*** Material supplied ***

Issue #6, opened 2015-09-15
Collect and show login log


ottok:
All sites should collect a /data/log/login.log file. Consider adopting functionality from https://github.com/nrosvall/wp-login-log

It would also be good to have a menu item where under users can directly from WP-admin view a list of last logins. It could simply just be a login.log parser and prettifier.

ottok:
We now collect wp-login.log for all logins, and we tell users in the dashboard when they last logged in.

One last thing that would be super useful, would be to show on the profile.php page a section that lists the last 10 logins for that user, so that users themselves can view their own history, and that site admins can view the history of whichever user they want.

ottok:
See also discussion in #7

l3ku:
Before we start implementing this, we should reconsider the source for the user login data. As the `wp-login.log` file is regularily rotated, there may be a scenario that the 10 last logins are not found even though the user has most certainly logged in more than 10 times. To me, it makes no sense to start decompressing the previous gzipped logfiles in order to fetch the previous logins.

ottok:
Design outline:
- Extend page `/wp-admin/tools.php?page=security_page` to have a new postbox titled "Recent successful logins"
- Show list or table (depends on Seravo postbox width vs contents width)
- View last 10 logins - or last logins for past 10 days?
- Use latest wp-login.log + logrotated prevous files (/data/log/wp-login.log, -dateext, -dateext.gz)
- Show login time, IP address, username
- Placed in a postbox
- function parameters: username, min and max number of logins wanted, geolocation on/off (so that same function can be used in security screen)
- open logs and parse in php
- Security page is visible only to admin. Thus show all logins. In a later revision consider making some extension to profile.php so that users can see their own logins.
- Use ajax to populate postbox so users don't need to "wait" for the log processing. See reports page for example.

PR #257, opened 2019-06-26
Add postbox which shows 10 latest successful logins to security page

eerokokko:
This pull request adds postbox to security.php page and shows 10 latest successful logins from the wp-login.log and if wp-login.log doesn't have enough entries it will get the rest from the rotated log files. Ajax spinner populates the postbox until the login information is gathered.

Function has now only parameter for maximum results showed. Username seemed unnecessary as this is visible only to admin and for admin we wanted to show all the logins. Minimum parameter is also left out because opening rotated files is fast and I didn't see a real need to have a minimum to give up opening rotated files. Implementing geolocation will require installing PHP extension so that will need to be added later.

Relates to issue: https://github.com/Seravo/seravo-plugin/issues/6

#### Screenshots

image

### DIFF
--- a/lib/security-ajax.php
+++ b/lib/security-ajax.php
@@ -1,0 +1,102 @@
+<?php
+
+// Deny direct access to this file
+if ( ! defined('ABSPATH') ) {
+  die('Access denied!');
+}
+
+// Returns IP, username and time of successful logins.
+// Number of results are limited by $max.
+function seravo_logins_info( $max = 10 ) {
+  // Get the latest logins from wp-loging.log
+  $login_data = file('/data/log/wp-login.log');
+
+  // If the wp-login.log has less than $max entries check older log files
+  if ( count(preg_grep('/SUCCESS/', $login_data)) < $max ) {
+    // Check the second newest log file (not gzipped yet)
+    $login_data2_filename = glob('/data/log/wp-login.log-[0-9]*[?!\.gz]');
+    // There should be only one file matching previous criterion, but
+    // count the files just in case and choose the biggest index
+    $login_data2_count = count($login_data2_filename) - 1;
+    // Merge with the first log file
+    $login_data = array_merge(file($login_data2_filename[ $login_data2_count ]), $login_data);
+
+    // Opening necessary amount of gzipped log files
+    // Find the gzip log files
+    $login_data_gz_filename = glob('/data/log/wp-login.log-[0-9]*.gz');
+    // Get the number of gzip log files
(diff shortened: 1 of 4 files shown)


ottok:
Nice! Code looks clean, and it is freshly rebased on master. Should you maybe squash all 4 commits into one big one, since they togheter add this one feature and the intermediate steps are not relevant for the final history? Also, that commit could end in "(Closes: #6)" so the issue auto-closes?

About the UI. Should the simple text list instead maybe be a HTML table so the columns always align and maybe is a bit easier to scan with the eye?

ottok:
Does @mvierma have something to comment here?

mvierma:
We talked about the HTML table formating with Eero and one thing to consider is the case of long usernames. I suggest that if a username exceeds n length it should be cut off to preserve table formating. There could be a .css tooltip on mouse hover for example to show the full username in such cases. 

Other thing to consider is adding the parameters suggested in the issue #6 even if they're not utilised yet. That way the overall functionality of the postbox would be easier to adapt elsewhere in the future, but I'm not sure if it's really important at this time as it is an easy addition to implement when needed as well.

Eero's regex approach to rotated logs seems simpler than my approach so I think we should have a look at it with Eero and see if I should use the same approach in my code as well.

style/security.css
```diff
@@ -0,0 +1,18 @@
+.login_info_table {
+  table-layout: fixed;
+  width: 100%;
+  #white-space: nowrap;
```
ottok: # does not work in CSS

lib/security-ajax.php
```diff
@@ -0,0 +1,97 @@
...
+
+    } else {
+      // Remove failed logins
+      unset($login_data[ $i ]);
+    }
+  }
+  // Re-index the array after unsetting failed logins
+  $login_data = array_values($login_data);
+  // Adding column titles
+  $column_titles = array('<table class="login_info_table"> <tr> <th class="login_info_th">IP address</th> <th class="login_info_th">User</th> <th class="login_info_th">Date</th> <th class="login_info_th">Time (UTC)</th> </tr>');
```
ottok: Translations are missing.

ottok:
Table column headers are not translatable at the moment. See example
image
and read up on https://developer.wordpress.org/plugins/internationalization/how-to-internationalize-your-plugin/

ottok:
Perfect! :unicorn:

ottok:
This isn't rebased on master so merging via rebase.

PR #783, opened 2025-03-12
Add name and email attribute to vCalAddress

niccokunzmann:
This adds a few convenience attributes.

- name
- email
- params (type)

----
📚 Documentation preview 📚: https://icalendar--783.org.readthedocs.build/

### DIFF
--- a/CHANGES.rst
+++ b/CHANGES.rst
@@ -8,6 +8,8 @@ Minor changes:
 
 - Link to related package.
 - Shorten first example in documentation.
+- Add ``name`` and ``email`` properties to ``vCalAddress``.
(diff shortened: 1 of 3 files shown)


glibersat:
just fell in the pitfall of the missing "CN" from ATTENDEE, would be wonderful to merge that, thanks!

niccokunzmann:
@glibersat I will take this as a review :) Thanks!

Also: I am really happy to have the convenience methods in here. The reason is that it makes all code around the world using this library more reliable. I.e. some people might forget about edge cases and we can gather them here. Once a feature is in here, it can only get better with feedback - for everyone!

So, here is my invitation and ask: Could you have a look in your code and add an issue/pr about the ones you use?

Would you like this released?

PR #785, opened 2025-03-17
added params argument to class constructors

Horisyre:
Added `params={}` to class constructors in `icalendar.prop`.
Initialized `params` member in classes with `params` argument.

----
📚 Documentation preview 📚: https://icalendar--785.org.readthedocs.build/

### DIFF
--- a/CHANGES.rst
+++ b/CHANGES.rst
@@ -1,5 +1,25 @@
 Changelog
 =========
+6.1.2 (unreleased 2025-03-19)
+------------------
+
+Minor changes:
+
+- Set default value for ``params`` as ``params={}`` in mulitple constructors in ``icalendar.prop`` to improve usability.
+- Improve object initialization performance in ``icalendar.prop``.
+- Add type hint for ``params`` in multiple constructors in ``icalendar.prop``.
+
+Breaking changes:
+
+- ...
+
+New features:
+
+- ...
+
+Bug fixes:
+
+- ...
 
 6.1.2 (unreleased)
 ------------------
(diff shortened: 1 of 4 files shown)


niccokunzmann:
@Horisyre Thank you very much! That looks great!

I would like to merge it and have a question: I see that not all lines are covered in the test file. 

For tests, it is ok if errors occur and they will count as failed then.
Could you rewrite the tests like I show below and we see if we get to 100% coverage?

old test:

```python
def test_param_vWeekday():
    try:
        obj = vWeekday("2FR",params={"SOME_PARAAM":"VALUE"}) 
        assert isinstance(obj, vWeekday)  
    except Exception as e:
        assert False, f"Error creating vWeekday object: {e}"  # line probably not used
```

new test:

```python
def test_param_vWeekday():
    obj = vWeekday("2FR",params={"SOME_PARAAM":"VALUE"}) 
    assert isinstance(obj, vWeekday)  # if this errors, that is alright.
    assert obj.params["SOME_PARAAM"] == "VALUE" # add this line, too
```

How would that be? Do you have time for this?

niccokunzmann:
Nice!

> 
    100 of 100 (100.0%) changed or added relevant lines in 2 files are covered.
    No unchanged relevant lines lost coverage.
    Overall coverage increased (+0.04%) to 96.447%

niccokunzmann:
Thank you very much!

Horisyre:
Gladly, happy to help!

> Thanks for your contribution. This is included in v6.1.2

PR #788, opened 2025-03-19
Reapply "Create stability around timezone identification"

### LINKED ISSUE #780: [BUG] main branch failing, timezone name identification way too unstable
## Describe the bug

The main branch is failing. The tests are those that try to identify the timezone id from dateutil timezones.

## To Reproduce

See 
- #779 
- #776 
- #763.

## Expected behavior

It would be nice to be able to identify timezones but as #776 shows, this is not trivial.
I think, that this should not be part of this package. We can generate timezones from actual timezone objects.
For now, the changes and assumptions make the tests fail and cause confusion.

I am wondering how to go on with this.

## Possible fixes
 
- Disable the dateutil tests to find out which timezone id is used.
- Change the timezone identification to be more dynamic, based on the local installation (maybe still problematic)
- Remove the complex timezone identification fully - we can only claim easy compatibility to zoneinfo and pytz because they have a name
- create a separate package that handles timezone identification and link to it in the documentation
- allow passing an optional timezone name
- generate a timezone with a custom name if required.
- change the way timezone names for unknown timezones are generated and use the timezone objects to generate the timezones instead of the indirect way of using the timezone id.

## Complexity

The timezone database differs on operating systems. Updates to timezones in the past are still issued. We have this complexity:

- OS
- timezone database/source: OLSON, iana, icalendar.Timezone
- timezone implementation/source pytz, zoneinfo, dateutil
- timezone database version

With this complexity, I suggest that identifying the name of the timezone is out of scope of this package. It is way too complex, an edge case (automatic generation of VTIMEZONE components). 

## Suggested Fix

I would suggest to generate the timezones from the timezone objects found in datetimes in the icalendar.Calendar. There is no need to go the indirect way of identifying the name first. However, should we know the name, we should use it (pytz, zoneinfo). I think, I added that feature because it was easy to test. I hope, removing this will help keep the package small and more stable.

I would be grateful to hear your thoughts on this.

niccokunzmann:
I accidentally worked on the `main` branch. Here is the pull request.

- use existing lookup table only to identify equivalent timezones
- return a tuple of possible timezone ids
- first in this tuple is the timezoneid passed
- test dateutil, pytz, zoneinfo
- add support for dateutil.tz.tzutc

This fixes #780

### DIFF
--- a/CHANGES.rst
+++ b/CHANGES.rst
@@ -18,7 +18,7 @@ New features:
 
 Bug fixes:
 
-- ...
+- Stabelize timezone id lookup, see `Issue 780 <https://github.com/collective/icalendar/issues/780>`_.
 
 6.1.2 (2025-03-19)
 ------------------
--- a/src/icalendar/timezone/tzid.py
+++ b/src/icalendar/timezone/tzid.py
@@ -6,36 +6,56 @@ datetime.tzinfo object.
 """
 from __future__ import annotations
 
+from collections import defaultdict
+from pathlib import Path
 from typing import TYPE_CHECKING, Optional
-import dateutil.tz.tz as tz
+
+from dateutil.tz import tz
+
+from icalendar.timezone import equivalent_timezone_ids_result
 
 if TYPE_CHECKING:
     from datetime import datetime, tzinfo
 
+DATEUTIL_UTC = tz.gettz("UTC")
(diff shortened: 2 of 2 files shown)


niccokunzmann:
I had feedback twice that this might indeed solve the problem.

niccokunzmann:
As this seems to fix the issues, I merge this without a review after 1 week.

*** End of Material supplied ***
*** Material supplied ***

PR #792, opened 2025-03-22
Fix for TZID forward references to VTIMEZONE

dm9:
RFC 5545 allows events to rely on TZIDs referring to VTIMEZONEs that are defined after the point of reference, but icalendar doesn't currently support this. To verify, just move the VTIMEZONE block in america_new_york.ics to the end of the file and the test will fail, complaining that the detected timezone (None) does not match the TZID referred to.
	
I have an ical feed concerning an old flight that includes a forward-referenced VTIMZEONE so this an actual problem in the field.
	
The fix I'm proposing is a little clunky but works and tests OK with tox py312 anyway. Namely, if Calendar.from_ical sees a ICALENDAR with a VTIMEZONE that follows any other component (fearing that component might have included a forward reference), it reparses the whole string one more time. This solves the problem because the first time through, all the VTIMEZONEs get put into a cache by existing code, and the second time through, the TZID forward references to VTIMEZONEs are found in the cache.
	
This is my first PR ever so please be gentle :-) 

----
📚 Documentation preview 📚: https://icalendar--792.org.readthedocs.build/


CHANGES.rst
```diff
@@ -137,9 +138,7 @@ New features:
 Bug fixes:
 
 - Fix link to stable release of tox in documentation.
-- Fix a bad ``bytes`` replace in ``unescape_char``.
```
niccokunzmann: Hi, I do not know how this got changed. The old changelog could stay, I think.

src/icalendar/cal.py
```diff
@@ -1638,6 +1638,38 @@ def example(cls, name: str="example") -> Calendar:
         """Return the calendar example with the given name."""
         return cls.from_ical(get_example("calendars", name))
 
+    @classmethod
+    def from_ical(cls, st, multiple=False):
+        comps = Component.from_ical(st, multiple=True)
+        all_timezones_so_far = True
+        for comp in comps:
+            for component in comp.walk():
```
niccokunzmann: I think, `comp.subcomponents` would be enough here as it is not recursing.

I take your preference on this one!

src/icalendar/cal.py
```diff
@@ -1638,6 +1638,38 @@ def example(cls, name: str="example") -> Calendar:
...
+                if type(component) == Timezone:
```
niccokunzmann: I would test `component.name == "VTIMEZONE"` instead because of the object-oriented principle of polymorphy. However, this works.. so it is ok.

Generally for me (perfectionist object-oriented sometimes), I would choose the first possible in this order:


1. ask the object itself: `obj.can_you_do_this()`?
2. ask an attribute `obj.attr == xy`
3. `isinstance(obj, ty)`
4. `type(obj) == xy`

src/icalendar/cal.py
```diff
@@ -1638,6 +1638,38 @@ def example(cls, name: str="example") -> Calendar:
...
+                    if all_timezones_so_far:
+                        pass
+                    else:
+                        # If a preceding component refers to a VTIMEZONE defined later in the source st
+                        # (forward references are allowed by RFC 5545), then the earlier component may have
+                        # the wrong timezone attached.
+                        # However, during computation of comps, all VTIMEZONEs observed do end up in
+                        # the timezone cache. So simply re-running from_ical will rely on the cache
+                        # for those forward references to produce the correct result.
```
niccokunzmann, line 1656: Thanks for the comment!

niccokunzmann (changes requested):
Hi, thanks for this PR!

*** End of Material supplied ***

Count of lines holding the string "fixes": please work it out for the entries above and give the number alone.

5